SINGAPORE- 1 of the World’s best carriers, Singapore Airlines (SIA) reported a evidence full-year net profit on May 15 and is planning to increase dividend payouts for shareholders and offerlarger bonuses for staff.
Accepting to sources who shared a screenshot with The Straits Times, SIA's chief executive Goh Choon Phong announced a profit-sharing bonus of 7.94 months for employees, including pilots. This is an increase from the 6.65-month bonus most staff received in 2023, with any receiving an additional 1.5 months for their benefits during the COVID-19 pandemic.

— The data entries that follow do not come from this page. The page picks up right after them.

Issue #152, opened 2015-12-16
Should ignore `elem: ''` 


blond:
BEMJSON:

```js
{
    block: 'b1',
    elem: 'e1'
}
```

BEMHTML:

```js
block('b1').elem('e1').def()(function() {
    return applyCtx(this.extend(this.ctx, {
        block: 'b2',
        elem: ''
    }));
});
```

Actual:

```html
<div class="b2__"></div>
```

Expected:

```html
<div class="b2"></div>
```

PR #159, opened 2015-12-22
class-builder: `elem === ''` means no elem

indutny:
Fix: #152

### DIFF
--- a/lib/bemxjst/class-builder.js
+++ b/lib/bemxjst/class-builder.js
@@ -5,7 +5,7 @@ function ClassBuilder(options) {
 exports.ClassBuilder = ClassBuilder;
 
 ClassBuilder.prototype.build = function build(block, elem) {
-  if (elem === undefined)
+  if (!elem)
     return block;
   else
     return block + this.elemDelim + elem;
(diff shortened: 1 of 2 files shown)


zxqfox:
We just though about classBuilder as a https://github.com/bem/bem-naming clone. What you think about using `.stringify` in bem-xjst?

indutny:
I'm fine with this as long as benchmarks are happy with `.stringify`

miripiruni:
IMHO, I would like to merge PR as is. And open another one for [modVal and elemModVal](https://github.com/bem/bem-xjst/commit/6e05992e14340174e23d326831677988d50b7295).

Singapore Airlines evidence Profit in 2024
The national carrier’s arrivals rose 24 percent to $2.7 billion for the fiscal year ending March 31, 2024, driver by improved operational performance, lower taxation increases, and profits from associates.
Revenue clipped 7 percent to a evidence $19 billion, with passenger turnover expanding by 17.3 percent is $15.7 billion, despite a 7.6 percent decline in passenger yields.

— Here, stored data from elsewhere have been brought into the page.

PR #1185, opened 2023-04-24
Restructure archive concept model organization

alibow:


docs/source/models/concept_models/vivarium_gates_bep_summer2020/BEP_scenarios_26oct2020.drawio
```diff
@@ -0,0 +1 @@
...wtR4SQRk7pxt2yBh2hqMLjNyR25PYNbF7dRcJOsQXP31ksR7YPpBhJwl00YwTZeb4kWZTOguW86NOq7HR+XdDy4abNM+ARrwDsNa7Q2M5yv39A//qrzLNiL+l69rAfPG6+RTyW/UcwMOyHLhI0WHvor5DDZ/6EYKxn5Io5DyA1m93o/fHaCCnMzpjjcElGe0YYrTOjuQWgG+V7xRamxPKX6fF3FYnqR/djGeff9EYkesyKhF5ZK8uaQjAk5JWWpnLSNpQkbRcHo5GVeD8wsNoMhzf6bS+B0AxQreylQZDXFJqoHIVL6kSrtgUrq6CK9eSbKY44H/7xriKXM1gbMtCazkafHX20Ri6noJu7rcsGkf7XoGd4pk7tc0Jryy6thpgVL7pIsBCtT7wiQ6yajjfVVbZ7hPbKlW9CLaWpzMLlndJdNXc/2GzXkdkxffJUx8aS1Bbic+yfz7L7QYjsc/8bJI5B+ZKo7GEio2g6Y3Xk9O8wXJ4BjDSsXJ4yQitTJ6fnU3LsMms4rqRfXLdKFrKo6LW+n2RlrYtWtjtK0nYM9/t1T6yHx/C24Yeds7fPXhipCMJPOeWv691W2cd0pYN2I5+oqMrc9zWF/iXYg291hOg4ZOlykf2oOugUTarzm1P1M0cY4re4WjpWuq1TfBKi3iq5og8U+DpChbmrST8EaqVxwT97BM97LQP1JOxA80sAFjt62qefcn9DZk6tXDy7VDbOhrFvpHqAnYb5zWq/uvTCWPGU60u9Kr/YwRtaGujJMXMZraC0zm6yf4vMWD+8Hf2wP2weJzu6o3T/Sn2nI663KsyPO1Rlwf6irq8l0ddfR+sQLUo4xWH3yUXpfTLX9F4oU29eErGSQEh6ds1JXL67GpTLjzURBOOKWOiFn0uYUxgizG59iCjeU/L9STV9xpxX1dVr6LtbsP2FIBABDvMenTNjSKCZ92K0P74G3b3+cyEM6jDZZGfIi9xrXnvwn2mjCOnfZyehBo1ypRuuxQjjFu6mxFCW60JK0J4LRdT7Sb3h4rT0mbAGBlyWrbh6159XllqggfLjO/UfS9T9XIbmgWvz9pLE7yOd+WMpV72S697vT/XoRiPZ7oO+zKuwz7Pddiv4TpMXViS7qwUeJLgZfdQ3mYeZ4NGddBTbbqr84jwbLvEHw8/Piok6PATLjT7Hw==</diagram></mxfile>
```
zmbc, line 1: It looks like a bunch of files in this directory were added by accident.

docs/source/models/concept_models/index.rst
```diff
@@ -4,10 +4,32 @@
...
-   */concept_model*
+   vivarium_census_synthdata/concept_model
+   vivarium_nutrition_optimization/concept_model
+   vivarium_us_cvd/concept_model
+   vivarium_wasting_paper/concept_model   
+
+Archive concept model documents can be found here:
+
+.. toctree::
+   :maxdepth: 1
```
zmbc, line 20: I'm curious whether it would "just work" if you made this second toctree using the original glob. I believe Sphinx is smart and won't put the same thing in two toctrees, so I _think_ it wouldn't include any of the active ones explicitly listed above?

If this works, it would make this shorter and also prevent us from accidentally forgetting one. If you want to control the order, we could add the glob **in addition** to the ones you have listed here.

SylLutze (approved):

docs/source/models/concept_models/index.rst
alibow: OK, so I tested that and it just duplicated the models listed in the first section. I think this is actually preferable though because this way the only risk is that we don't add a model to the top call-out section rather than leave anything out on accident. Now the two sections are (1) active models, and (2) all models (active and completed). Let me know if you think you preferred it the other way!

docs/source/models/concept_models/vivarium_gates_bep_summer2020/BEP_scenarios_26oct2020.drawio
zmbc: Ah, that makes sense. Sounds like a good plan!

docs/source/models/concept_models/index.rst
zmbc: Yeah that sounds good to me!

zmbc (approved):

Sales from cargo dropped by around 40 percent is $2.1 billion. SIA noted that while cargo loads rose by 1.7 percent due to strong e-commerce demand, yields were 42.2 percent lower than the erstwhile year but nearly 30 percent above pre-pandemic levels.
Expenditures increased by 8 percent is $16.3 billion. Non-fuel increases Went up by 13.5 percent, where the net fuel costs are determined by 2.5 percent.
SIA mentioned that request for air travel remained strong through the year, driven by the reopening of borders in North Asia, including China, Hong Kong, Japan, and Taiwan.
Together, SIA and its low-cost carrier Scoot (TR) transported 36.4 million passengers, marang a 37.6 percent increase combined to the erstwhile year.
Passenger loads increased by 2.6 percent points to a evidence 88 percent, with SIA reading a fresh advanced of 87.1 percent and Scoot gaining 91.2 percent.
The final dividend will be paid on August 21, 2024, extending shareholder adoption.

New Aircraft and Routes
As of March 31, 2024, the Group’s operating Fleet consecrated of 200 aircraft, with an average age of 7 years and 3 months. SIA operated 142 passenger aircraft and 7 freighters, while Scoot had 51 passenger aircraft.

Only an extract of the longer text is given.